2. Description of the Related Art

Phlebotomy is the process of making an incision in a vein. Typically, a cannula tip of a catheter is inserted into a blood vessel. The catheter may need to be inserted for collecting a blood sample for a patient, for connecting a patient to a dialysis machine, or for injecting fluids intravenously.

The state of the art uses unassisted, unguided phlebotomy. Frequently, repeated attempts to insert a catheter into a vein are required. Each attempt can cause painful, swollen hematomas. As a result, the patients become fearful and irritated.

The difficulty with inserting catheters involves not only locating the vein but also issues with anatomy. Blood vessels are generally found in loose connective tissue, under the skin, and over muscles and tendons. Blood vessels are not anchored to other tissue. Accordingly, blood vessels easily can move in relation to surrounding tissue. Approaching catheters frequently will push a vein away in an opposite direction. As the vein is deflected, the catheter can miss or injure the targeted vessel.

FIGS. 12-14 illustrate the problem of vein deflection that occurs in the prior art. FIG. 12 shows a vein 40. A catheter 50 includes a distal cannula 51 and a proximal connector 52. As the catheter 50 approaches the vein 40, the vein 40 can roll to the side as shown in FIG. 13. If the phlebotomist continues to insert the catheter 50, the catheter 50 can injure the vein by penetrating the opposite wall of the vein 40 as shown in FIG. 14.

BRIEF SUMMARY OF THE INVENTION

An object of the invention is to provide a method and device for blood vessel cannulation that overcome the disadvantages of the devices and methods of this general type and of the prior art.

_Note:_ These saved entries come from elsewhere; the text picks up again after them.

PR #7680, opened 2024-11-14
fix: remove unnecessary and confusing .path from error message

yarikoptic:
Leads to such messages as

    ❯ datalad get . -r
     [WARNING] Failed to get 'tests/data-for-tests.path', skipping this submodule

which are misleading


yarikoptic:
I don't think we need changelog for this minor one, and if anyone has objections -- we can discuss in a subsequent PR.

PR #7686, opened 2024-11-19
Add 3.13 testing/support

yarikoptic:
Debian has 3.13 already and my attempt to build 1.1.4 for Debian has failed. Hence had to look.

Changes of `CapturedException` as minimal and likely do not capture prior difference in use of `.__str__` vs `.__qualname__`. But I do not think there is anything we could do about that now that there is no `exc_type` stored. May be @bpoldrack would find a moment to have a look. 

Meanwhile I will run this version of the patch into debian package.

TODO
- [x] test_ProducerConsumer (interestingly -- always fails but differently and never seems to succeed "by chance")

### DIFF
--- a/datalad/support/exceptions.py
+++ b/datalad/support/exceptions.py
@@ -11,6 +11,7 @@
 
 import logging
 import re
+import sys
 import traceback
 from os import linesep
 from pathlib import Path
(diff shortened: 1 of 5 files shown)


yarikoptic:
eh, conda might not yet be ready for 3.13?  failed in many spectacular ways 

meanwhile, I have uploaded to debian with the proposed here patch to CapturedException -- at least all the tests passed

yarikoptic:
Woohoo, even codecov, albeit unhappy, is back. Let's proceed

yarikoptic:
Oops, changelog was forgotten

Issue #7681, opened 2024-11-14
test_subsuperdataset_save fails on osx github actions 


yarikoptic:
from https://github.com/datalad/datalad/actions/runs/11840062307/job/32992997932?pr=7679 for 
- https://github.com/datalad/datalad/pull/7679

which I do not think could have affected this

```
Versions: annexremote=1.6.6 boto3=1.35.60 cmd:7z=17.05 cmd:annex=10.20241031 cmd:bundled-git=UNKNOWN cmd:git=2.47.0 cmd:ssh=9.7p1 cmd:system-git=2.47.0 cmd:system-ssh=9.7p1 datalad=1.1.3+30.g1f5c60197 duecredit=0.10.2 humanize=4.11.0 iso8601=2.1.0 keyring=25.5.0 keyrings.alt=5.0.2 msgpack=1.1.0 platformdirs=4.3.6 requests=2.32.3
```

```

=================================== FAILURES ===================================
__________________________ test_subsuperdataset_save ___________________________
...
        assert_raises(CommandError, parent.save, 'sub1', recursive=True)
        # and should not fail in the top level superdataset
        with chpwd(parent.path):
            save('sub1')
        # or in a subdataset above the problematic one
        with chpwd(sub1.path):
>           save('sub2')

/Library/Frameworks/Python.framework/Versions/3.11/lib/python3.11/site-packages/datalad/core/local/tests/test_save.py:278: 
...

    def _check_result(self):
        if self.exception_on_error is True:
            if self.return_code not in (0, None):
                protocol = self.protocol
                decoded_output = {
                    source: protocol.fd_infos[fileno][1].decode(protocol.encoding)
                    for source, fileno in (
                        ("stdout", protocol.stdout_fileno),
                        ("stderr", protocol.stderr_fileno))
                    if protocol.fd_infos[fileno][1] is not None
                }
>               raise CommandError(
                    cmd=self.cmd,
                    code=self.return_code,
                    stdout=decoded_output.get("stdout", None),
                    stderr=decoded_output.get("stderr", None)
                )
E               datalad.runner.exception.CommandError: CommandError: 'git -c diff.ignoreSubmodules=none -c core.quotepath=false ls-files -z -m -d' failed with exitcode 128

/Library/Frameworks/Python.framework/Versions/3.11/lib/python3.11/site-packages/datalad/runner/nonasyncrunner.py:297: CommandError
```

yarikoptic:
[...]

PR #7687, opened 2024-11-20
test: xfail test_subsuperdataset_save on newer gits

yarikoptic:
The whole point for that "permissions" trick was to ensure that git does not go into submodules and thus we would be "optimized" and not waste cycles where not desired.  But the very fact that it errors out points that it is not the case.

So this provides only taming down for
  https://github.com/datalad/datalad/issues/7681
and for a proper solution we better first wait on what git gurus say in
  https://lore.kernel.org/git/ZzyyQpJw-kxJA7IS@bilena/T/#u


yarikoptic:
Appveyer unrelated

yarikoptic-gitmate:
PR released in [`1.1.5`](https://github.com/datalad/datalad/releases/tag/1.1.5)

PR #7701, opened 2025-02-28
[DATALAD RUNCMD] Switch to a more recent py39 based miniconda installation

yarikoptic:
Done with the hope to overcome issues with installation of py 3.13 which we seems to experience ATM


yarikoptic:
seems to be of no help... need more thoughts

PR #1539, opened 2024-09-30
test: test-conversion

maelle:


tests/testthat/test-conversion.R
```diff
@@ -255,3 +255,151 @@ test_that("as_adjacency_matrix() works -- dense + not both", {
...
+
+  expect_true(is_named(g))
+
+  I2 <- as_biadjacency_matrix(g)
+  expect_equal(I, I2, ignore_attr = TRUE)
+  expect_identical(rownames(I2), c("a", "b", "c", "d", "e", "f", "g"))
+  expect_identical(colnames(I2), c("h", "i", "j", "k", "l"))
+})
+
+test_that("as_biadjacency_matrix() works -- dense + attribute", {
```
maelle, line 381: @szhorvat does this test make any sense? It's also needed for #1518

maelle:
See also #1540

tests/testthat/test-conversion.R
```diff
@@ -255,3 +255,151 @@ test_that("as_adjacency_matrix() works -- dense + not both", {
...
+    V(ring)$score <- LETTERS[1:3]
+    as_long_data_frame(ring)
+
+    E(ring)$info <- 3:1
+    as_long_data_frame(ring)
+  })
+})
+
+test_that("as_biadjacency_matrix() works -- dense", {
+  I <- matrix(sample(0:1, 35, replace = TRUE, prob = c(3, 1)), ncol = 5)
```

With the foregoing and other objects in view there is provided, in accordance with the invention, a device for stabilizing a blood vessel for cannulation. The device includes a first skid, a second skid, and a connector. The first skid has a bottom surface. The second skid has a bottom surface and runs parallel and adjacent to the first skid. The connector interconnects the first skid and the second skid. The connector has a bottom surface at least partially above a notional line drawn between said bottom surface of said first skid and said bottom surface of said second skid to define a channel under the connector. The channel runs parallel to the skids. The skids are placed on the skin. The skids are arranged by the phlebotomist to be located on opposing sides of a targeted blood vessel. The skids are spaced slightly wider than the blood vessel. The skids are pressed against the skin. As the skids are pressed, the blood vessel becomes held. The phlebotomist can insert a catheter without fear of the blood vessel moving during insertion. The channel in the connector provides clearance for the blood vessel. The channel prevents blood flow through the blood vessel from being restricted when the skids are pressed against the skin.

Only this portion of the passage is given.